Instructions for the task: A single figure is the whole answer: the number of lines in the records that contain "ratchet".

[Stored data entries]

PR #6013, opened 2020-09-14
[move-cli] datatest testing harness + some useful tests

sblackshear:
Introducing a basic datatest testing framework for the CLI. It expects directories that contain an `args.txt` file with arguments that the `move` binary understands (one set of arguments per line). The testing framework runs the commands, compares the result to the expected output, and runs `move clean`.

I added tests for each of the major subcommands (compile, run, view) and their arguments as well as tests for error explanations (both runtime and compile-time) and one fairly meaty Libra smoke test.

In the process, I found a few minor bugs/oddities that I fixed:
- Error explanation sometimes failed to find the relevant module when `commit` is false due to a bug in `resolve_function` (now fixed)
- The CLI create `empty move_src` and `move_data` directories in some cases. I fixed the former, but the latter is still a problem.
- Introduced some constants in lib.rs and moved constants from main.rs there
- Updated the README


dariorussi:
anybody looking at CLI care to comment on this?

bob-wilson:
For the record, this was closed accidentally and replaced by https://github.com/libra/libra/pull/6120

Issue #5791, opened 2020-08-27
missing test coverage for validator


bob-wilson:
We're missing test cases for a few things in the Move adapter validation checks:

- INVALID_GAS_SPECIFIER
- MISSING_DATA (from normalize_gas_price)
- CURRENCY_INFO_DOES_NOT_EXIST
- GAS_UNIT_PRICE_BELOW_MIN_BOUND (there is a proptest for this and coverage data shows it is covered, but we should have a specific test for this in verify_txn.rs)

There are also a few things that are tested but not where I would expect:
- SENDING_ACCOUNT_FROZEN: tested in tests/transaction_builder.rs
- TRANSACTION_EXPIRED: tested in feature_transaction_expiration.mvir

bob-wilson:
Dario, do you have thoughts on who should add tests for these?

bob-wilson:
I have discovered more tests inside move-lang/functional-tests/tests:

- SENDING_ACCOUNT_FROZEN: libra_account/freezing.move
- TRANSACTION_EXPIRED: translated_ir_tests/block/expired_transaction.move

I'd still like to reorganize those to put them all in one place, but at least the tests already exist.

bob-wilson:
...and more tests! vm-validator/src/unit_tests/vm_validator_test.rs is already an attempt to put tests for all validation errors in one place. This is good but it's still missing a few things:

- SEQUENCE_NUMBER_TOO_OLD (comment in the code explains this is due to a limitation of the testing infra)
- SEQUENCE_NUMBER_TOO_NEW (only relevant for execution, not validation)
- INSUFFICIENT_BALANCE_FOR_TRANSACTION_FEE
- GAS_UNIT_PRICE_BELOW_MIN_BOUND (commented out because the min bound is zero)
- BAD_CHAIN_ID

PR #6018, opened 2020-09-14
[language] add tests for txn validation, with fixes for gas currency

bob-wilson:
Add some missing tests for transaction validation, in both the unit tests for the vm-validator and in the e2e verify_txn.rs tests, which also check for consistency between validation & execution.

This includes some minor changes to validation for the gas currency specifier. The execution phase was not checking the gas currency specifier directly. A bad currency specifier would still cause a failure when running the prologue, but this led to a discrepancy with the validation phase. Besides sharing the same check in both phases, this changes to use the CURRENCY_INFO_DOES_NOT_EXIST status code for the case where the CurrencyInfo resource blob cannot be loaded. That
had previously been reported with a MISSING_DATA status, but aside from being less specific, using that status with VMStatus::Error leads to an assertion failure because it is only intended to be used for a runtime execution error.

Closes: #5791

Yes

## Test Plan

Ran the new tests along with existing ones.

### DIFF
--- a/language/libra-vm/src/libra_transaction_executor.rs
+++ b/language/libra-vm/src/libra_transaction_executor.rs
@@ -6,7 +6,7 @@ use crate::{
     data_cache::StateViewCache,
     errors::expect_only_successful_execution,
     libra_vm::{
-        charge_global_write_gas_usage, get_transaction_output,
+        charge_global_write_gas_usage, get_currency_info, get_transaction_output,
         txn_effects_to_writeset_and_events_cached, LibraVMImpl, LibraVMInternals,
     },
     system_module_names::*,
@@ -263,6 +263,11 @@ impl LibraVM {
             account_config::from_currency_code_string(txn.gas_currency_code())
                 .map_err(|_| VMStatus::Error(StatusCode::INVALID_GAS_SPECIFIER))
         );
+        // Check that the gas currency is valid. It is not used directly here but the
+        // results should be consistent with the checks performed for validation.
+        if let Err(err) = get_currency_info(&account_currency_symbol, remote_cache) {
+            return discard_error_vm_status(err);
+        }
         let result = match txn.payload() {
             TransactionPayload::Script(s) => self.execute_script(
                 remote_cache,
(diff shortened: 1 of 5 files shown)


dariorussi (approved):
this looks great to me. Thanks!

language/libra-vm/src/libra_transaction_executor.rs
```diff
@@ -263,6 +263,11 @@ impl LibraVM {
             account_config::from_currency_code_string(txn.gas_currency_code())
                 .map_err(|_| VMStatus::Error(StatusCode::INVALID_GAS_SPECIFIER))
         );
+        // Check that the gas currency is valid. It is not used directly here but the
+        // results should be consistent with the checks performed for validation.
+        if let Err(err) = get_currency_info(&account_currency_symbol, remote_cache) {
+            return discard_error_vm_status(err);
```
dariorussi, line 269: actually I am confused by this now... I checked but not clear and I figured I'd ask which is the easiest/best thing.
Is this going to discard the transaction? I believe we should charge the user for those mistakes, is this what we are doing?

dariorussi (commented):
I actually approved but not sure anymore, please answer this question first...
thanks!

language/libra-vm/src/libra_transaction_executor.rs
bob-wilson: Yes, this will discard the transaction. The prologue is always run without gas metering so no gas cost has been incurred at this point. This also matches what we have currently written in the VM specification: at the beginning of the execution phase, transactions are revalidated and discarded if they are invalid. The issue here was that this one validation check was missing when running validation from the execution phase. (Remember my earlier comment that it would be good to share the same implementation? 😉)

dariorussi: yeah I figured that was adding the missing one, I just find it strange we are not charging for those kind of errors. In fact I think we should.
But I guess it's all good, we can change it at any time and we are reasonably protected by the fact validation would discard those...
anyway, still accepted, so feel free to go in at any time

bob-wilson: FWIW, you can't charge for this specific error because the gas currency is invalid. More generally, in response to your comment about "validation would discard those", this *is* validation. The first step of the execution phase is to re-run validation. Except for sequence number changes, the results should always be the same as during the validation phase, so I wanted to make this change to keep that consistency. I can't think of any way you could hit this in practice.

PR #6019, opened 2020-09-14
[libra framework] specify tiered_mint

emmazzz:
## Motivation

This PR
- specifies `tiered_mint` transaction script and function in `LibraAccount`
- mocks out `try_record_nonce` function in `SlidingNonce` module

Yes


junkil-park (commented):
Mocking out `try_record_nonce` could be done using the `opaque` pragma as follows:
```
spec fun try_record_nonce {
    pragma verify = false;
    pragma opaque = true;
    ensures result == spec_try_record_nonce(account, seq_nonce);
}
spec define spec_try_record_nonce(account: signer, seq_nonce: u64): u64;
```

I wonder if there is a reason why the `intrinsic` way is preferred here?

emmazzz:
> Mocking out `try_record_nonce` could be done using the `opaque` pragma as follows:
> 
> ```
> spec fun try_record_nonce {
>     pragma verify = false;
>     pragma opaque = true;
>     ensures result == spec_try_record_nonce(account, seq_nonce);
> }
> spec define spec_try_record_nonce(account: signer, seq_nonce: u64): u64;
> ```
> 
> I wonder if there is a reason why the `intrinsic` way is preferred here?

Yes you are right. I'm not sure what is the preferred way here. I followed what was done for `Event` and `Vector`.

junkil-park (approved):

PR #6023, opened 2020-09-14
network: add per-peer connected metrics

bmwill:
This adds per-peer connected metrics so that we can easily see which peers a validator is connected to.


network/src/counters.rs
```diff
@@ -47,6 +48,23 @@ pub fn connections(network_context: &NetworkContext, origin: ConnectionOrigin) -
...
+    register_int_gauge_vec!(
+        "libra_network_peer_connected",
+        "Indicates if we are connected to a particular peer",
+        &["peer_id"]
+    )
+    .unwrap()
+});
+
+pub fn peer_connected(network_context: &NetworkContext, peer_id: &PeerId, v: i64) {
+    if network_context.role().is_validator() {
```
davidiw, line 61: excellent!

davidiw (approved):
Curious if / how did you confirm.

---

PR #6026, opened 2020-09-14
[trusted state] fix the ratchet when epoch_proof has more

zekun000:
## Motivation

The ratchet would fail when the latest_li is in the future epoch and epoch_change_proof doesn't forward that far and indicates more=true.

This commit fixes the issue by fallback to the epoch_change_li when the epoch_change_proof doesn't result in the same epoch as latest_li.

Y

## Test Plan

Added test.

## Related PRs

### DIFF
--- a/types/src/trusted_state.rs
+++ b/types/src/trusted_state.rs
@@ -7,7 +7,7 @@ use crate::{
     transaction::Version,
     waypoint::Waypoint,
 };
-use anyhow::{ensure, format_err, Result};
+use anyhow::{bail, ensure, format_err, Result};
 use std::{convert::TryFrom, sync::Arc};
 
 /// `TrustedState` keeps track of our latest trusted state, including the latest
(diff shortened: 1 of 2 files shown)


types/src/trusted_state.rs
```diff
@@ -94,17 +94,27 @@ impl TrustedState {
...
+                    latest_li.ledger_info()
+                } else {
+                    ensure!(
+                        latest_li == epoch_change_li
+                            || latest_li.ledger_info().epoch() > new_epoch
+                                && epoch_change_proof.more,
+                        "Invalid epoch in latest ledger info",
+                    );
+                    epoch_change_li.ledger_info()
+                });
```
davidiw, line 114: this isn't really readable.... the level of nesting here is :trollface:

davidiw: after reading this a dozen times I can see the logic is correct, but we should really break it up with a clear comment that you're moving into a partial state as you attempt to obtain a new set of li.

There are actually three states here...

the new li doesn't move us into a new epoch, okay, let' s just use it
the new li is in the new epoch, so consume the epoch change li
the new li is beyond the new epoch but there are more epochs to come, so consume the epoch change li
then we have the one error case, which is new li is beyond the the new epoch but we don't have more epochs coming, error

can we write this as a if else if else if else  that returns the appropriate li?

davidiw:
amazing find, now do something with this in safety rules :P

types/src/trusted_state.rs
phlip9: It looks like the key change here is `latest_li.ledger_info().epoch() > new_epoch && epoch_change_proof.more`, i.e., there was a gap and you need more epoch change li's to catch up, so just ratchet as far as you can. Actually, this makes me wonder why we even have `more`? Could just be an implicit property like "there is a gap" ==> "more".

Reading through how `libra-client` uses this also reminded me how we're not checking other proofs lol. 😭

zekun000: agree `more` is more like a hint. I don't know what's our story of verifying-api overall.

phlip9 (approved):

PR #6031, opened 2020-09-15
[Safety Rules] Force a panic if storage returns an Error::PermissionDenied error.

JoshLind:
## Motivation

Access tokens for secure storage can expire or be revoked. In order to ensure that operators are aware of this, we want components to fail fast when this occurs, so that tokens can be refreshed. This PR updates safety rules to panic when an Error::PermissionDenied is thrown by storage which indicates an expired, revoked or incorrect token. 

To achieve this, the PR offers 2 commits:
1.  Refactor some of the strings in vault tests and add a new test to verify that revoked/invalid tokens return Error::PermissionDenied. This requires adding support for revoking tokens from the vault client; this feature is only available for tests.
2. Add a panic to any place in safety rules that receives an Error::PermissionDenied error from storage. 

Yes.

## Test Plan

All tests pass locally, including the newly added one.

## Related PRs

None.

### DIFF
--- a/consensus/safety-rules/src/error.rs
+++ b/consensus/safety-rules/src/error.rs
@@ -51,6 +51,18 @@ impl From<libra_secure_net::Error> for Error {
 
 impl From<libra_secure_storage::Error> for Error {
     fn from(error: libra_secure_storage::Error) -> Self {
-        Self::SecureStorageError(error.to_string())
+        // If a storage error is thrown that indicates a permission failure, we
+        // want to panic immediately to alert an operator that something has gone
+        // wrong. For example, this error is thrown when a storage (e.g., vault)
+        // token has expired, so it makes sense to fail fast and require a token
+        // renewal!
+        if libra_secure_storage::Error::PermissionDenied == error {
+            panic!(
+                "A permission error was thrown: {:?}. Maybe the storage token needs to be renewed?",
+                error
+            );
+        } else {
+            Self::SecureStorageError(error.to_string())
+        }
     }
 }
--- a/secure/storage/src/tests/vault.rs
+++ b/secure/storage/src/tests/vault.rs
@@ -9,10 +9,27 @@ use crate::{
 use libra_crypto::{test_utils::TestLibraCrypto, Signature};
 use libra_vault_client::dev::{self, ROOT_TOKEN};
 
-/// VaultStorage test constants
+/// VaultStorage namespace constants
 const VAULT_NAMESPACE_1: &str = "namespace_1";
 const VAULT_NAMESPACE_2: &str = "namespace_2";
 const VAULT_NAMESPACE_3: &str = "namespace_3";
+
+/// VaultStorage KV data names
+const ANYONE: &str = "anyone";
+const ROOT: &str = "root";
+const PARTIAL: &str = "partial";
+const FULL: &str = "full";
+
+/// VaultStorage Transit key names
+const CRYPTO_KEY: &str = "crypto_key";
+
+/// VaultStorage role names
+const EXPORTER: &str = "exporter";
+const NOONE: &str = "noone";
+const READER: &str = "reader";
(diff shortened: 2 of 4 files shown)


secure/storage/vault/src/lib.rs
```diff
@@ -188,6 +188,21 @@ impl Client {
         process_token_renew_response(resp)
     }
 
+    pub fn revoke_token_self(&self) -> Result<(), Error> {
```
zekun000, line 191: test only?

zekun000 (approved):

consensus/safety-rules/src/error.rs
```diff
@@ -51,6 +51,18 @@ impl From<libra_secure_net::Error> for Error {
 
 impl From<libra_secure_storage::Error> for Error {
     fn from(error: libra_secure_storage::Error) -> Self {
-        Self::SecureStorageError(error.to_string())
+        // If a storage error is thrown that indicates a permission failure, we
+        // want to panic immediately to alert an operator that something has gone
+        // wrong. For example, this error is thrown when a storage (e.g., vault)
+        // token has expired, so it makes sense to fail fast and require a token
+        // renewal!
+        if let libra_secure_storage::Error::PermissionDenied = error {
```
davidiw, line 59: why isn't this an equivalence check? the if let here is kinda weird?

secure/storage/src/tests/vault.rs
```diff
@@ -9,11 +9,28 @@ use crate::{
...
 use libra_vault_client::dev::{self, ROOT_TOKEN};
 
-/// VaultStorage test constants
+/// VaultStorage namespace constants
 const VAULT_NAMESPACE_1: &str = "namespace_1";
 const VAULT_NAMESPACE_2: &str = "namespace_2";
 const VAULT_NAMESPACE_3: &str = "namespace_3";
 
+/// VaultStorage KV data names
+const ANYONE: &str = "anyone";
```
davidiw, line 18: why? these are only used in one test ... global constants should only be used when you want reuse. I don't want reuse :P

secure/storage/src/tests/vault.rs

Written solution: 3